The AUD/JPY cross has gained strong positive traction for the fourth consecutive day, continuing its uptrend to new all-time highs during the Asian session on Wednesday. Spot prices currently hover around mid-113.00s, marking a 0.90% gain on the day, as investor sentiment remains firmly bullish.
Market participants attribute the rally to a combination of RBA rate hike expectations, weak JPY pressures, and macro-economic factors, which have collectively fueled momentum in the pair. The following article contains a thorough overview of this topic from the brokers at Byronixel.
Australian Dollar Strength Supported by RBA Rate Hike Bets
The Australian Dollar (AUD) has emerged as a market outperformer, driven primarily by the increasing speculation that the Reserve Bank of Australia (RBA) will raise interest rates as soon as next week. Investors are pricing in the likelihood of a monetary policy tightening, which has strengthened the AUD/JPY cross.
RBA Deputy Governor Andrew Hauser remarked on Tuesday that there will be a genuine debate at the upcoming policy meeting regarding whether to raise rates, citing concerns about potential inflationary pressures stemming from global tensions and supply shocks. This hawkish tone has reinforced the market’s belief in a near-term rate hike, supporting strong buying interest in AUD positions against the Japanese Yen (JPY).
Technically, the AUD/JPY chart reflects a sustained bullish momentum, with each daily close above 113.00 suggesting the potential for further upside expansion. Momentum indicators are currently signaling overbought conditions, but market participants remain confident that fundamental drivers will continue to support the uptrend.
Japanese Yen Under Pressure from Weak Economic Signals
Conversely, the Japanese Yen (JPY) is experiencing persistent weakness, weighed down by diminishing expectations of an imminent Bank of Japan (BoJ) rate hike. The JPY remains vulnerable due to surging oil prices, which pose a risk to Japan’s energy-import-dependent economy.
Rising energy costs could exacerbate inflationary pressures, creating a stagflationary environment that would complicate the BoJ’s efforts to normalize monetary policy. This scenario undermines the JPY, making it less attractive to investors, and indirectly supports the AUD/JPY cross as traders continue to favor risk-on currencies like the AUD.
The energy price shock has also heightened concerns regarding Japan’s economic growth trajectory, as higher input costs could weigh on corporate earnings and consumer spending. As a result, market participants are hesitant to hold significant JPY positions, providing further impetus for the AUD/JPY rally.

Investor Sentiment and Positioning
Investor sentiment remains decidedly risk-on, with traders increasingly favoring higher-yielding currencies such as the AUD over the traditionally safe-haven JPY. Speculative positioning in the futures and options markets reflects a growing net long AUD/JPY stance, indicating confidence in the continuation of the uptrend.
Additionally, the carry trade dynamic is supporting AUD demand, as investors borrow in low-yielding JPY to invest in higher-yielding Australian assets, further reinforcing the momentum in the cross.
Technical Outlook and Market Dynamics
From a technical perspective, the AUD/JPY has been pushing beyond previous resistance levels, demonstrating strong bullish momentum. Key support levels are now observed near 112.50–112.70, while resistance zones are progressively moving higher above mid-113.00s.
Traders are closely monitoring short-term corrective pullbacks, which are likely to remain limited, as the fundamental backdrop continues to favor AUD strength. Any retracements could provide buying opportunities, especially ahead of the RBA policy meeting, which is expected to be a pivotal catalyst for further upside in AUD/JPY.

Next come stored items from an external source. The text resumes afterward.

PR #10453, opened 2024-03-13
Add aws-sam-cli-local to Docker image

eddumelendez:
## Motivation
Use samlocal within the Docker image.

## Changes
Install sam local in the Docker Image

### DIFF
--- a/Dockerfile
+++ b/Dockerfile
@@ -133,7 +133,7 @@ ENV PYTHONUNBUFFERED=1
 
 # Install the latest version of awslocal globally
 RUN --mount=type=cache,target=/root/.cache \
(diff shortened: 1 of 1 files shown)


alexrashed:
Hi @eddumelendez!
Thanks for your contribution! We are currently trying to avoid adding additional tools to the Docker image if it's possible, especially to the global Python environment.
Could you explain a bit your use-case? Would it suffice to use an [initialization hook](https://docs.localstack.cloud/references/init-hooks/) to install additional tools?

alexrashed:
I will close this PR for now, because it would add quite a few MB to the image. Please feel free to re-open the PR if you think this is something we really should add to the image.
Thanks!

PR #10454, opened 2024-03-13
Fix filter for provider detection in legacy StepFunctions tests

dominikschubert:
## Motivation

Noticed during my work on test selection, that the stepfunctions tests are executed particularly quickly. Looking at it in more detail I noticed that all tests are being skipped due to an issue in the conditional for the `skipif` marker.

```
======================= 14 skipped, 1 warning in 11.10s ========================
```

## Changes

- Fixes the skipif condition to actually evaluate instead of using the function itself as a truthy value... Python...

### DIFF
--- a/.circleci/config.yml
+++ b/.circleci/config.yml
@@ -209,7 +209,6 @@ jobs:
           at: /tmp/workspace
       - prepare-testselection
       - prepare-pytest-tinybird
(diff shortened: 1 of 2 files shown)


alexrashed:
@MEPalma It looks like the filter now works correctly, but the tests are failing. Could you take a look at this?

PR #10457, opened 2024-03-14
added support for resource based policies in secretsmanager

macnev2013:
## Motivation
This Pull Request introduces support for resource-based policies in `secretsmanager`.

**Supported APIS**
- `DescribeSecret`
- `GetResourcePolicy`
- `ListSecretVersionIds`
- `PutResourcePolicy`
- `TagResource`
- `UntagResource`

## Changes
We now return data for resources that are in other account based on the `ARN` provided.
- NOTE: IAM enforcement is supported in LocalStack PRO - which means we are not testing against unauthorized resource access in Community version.

## Testing
Added aws validated test cases to access secretsmanager from cross-account.

### DIFF
--- a/localstack/services/secretsmanager/provider.py
+++ b/localstack/services/secretsmanager/provider.py
@@ -232,7 +232,8 @@ class SecretsmanagerProvider(SecretsmanagerApi):
         secret_id = request["SecretId"]
         self._raise_if_invalid_secret_id(secret_id)
         backend = SecretsmanagerProvider.get_moto_backend_for_resource(secret_id, context)
-        backend.put_resource_policy(request["SecretId"], request["ResourcePolicy"])
+        arn, name = backend.put_resource_policy(secret_id, request["ResourcePolicy"])
+        return PutResourcePolicyResponse(ARN=arn, Name=name)
 
     @handler("PutSecretValue", expand=False)
     def put_secret_value(
--- a/localstack/services/secretsmanager/provider.py
+++ b/localstack/services/secretsmanager/provider.py
@@ -6,13 +6,14 @@ import re
 import time
 from typing import Final, Optional, Union
 
+from botocore.utils import InvalidArnException
 from moto.iam.policy_validation import IAMPolicyDocumentValidator
 from moto.secretsmanager import secretsmanager_backends
 from moto.secretsmanager import utils as secretsmanager_utils
 from moto.secretsmanager.exceptions import SecretNotFoundException as MotoSecretNotFoundException
 from moto.secretsmanager.models import FakeSecret, SecretsManagerBackend
 from moto.secretsmanager.responses import SecretsManagerResponse
-from botocore.utils import InvalidArnException
+
 from localstack.aws.api import CommonServiceException, RequestContext, handler
 from localstack.aws.api.secretsmanager import (
     CancelRotateSecretRequest,
--- a/localstack/services/secretsmanager/provider.py
+++ b/localstack/services/secretsmanager/provider.py
@@ -7,6 +7,7 @@ import time
 from typing import Final, Optional, Union
 
 from moto.iam.policy_validation import IAMPolicyDocumentValidator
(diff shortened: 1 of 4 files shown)


tests/aws/services/secretsmanager/test_secretsmanager.py
```diff
@@ -1947,3 +1947,91 @@ def test_create_secret_version_from_empty_secret(self, aws_client, snapshot, cle
...
+
+        # get tags from the primary account
+        response = aws_client.secretsmanager.describe_secret(SecretId=secret_arn)
+        assert response["Tags"] == [{"Key": "tag1", "Value": "value1"}]
+
+        # set tags from the secondary account
+        secondary_aws_client.secretsmanager.untag_resource(SecretId=secret_arn, TagKeys=["tag1"])
+
+        # get tags from the primary account
+        # Note: when removing tags, the response will be empty list in case of AWS,
```
viren-nadkarni, line 2021: Is this filed as a bug?

macnev2013: I couldn't find any bug describing such issue.

More information for reference:
- On AWS
  - if we describe the secret without adding any tags - It does not contain any tags
  - if we add tags > removes all the tags > describe secret - it contains `[]` (empty tag list)

macnev2013: I will create a short reproducible example and create a github issue on for it.

localstack/services/secretsmanager/provider.py
```diff
@@ -104,6 +105,21 @@ def __init__(self):
...
 
+    @staticmethod
+    def _check_is_arn(name_or_arn: str):
+        return ":" in name_or_arn
+
+    @staticmethod
+    def get_moto_backend_for_resource(
+        name_or_arn: str, context: RequestContext
+    ) -> SecretsManagerBackend:
+        if SecretsmanagerProvider._check_is_arn(name_or_arn):
```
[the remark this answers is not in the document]
macnev2013: Thanks for the suggestion. I've added this in the recent commit.

tests/aws/services/secretsmanager/test_secretsmanager.py
macnev2013: Reference to the Bug: https://github.com/localstack/localstack/issues/10477

localstack/services/secretsmanager/provider.py
```diff
@@ -173,15 +186,24 @@ def delete_secret(
...
     def get_resource_policy(
         self, context: RequestContext, request: GetResourcePolicyRequest
     ) -> GetResourcePolicyResponse:
-        self._raise_if_invalid_secret_id(request["SecretId"])
-        return call_moto(context, request)
+        secret_id = request["SecretId"]
+        self._raise_if_invalid_secret_id(secret_id)
+        backend = SecretsmanagerProvider.get_moto_backend_for_resource(secret_id, context)
+        policy = backend.get_resource_policy(secret_id)
+        return GetResourcePolicyResponse(**json.loads(policy))
```
viren-nadkarni, line 206: Since we are modifying the response generation, have you confirmed that these operations are snapshot tested? I only looked at this op and it appears that the only test using this operation `test_resource_policy` does not use snapshots. Earlier this would be tested in Moto but now we've moved that logic to the provider. I would strongly recommend adding this to make sure we're not introducing any deviations.

viren-nadkarni (changes requested):
Thanks for the fixes Nevil. I have a concern around ensuring the responses. Sorry for another cycle, I should've caught this earlier.

localstack/services/secretsmanager/provider.py
macnev2013: I have checked all the operations are snapshot validated other than resource policy. I've added snapshot validation for the same in the latest changes.

viren-nadkarni (approved):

Additionally, speculative market positioning indicates that investors are long AUD/JPY, but some caution persists due to the possibility of intervention by Japanese authorities if the JPY’s decline accelerates. While official measures could temporarily slow the pair’s appreciation, the overall momentum is likely to sustain a bullish bias in the near term.
Macro Drivers and Inflation Considerations
Several macro factors continue to shape the AUD/JPY outlook. Apart from RBA rate hike bets and weak JPY pressures, the oil price surge has become a key driver of market sentiment. Investors are wary of the potential inflationary spillover into Japan’s economy, given its heavy reliance on imported energy.
The confluence of these factors has amplified the risk-on sentiment for AUD/JPY, attracting strong buying flows across multiple trading sessions. Analysts suggest that any near-term consolidation is unlikely to reverse the broader uptrend, as both technical momentum and fundamental drivers remain aligned.
Conclusion
The AUD/JPY cross is benefiting from a synergistic blend of monetary policy expectations, commodity-driven inflation concerns, and technical bullish momentum. While caution around JPY interventions and short-term retracements exists, the fundamental and technical outlook remains supportive of further upside potential.
As such, traders and investors are likely to continue favoring the AUD against the JPY until new market data or policy decisions alter the current trajectory.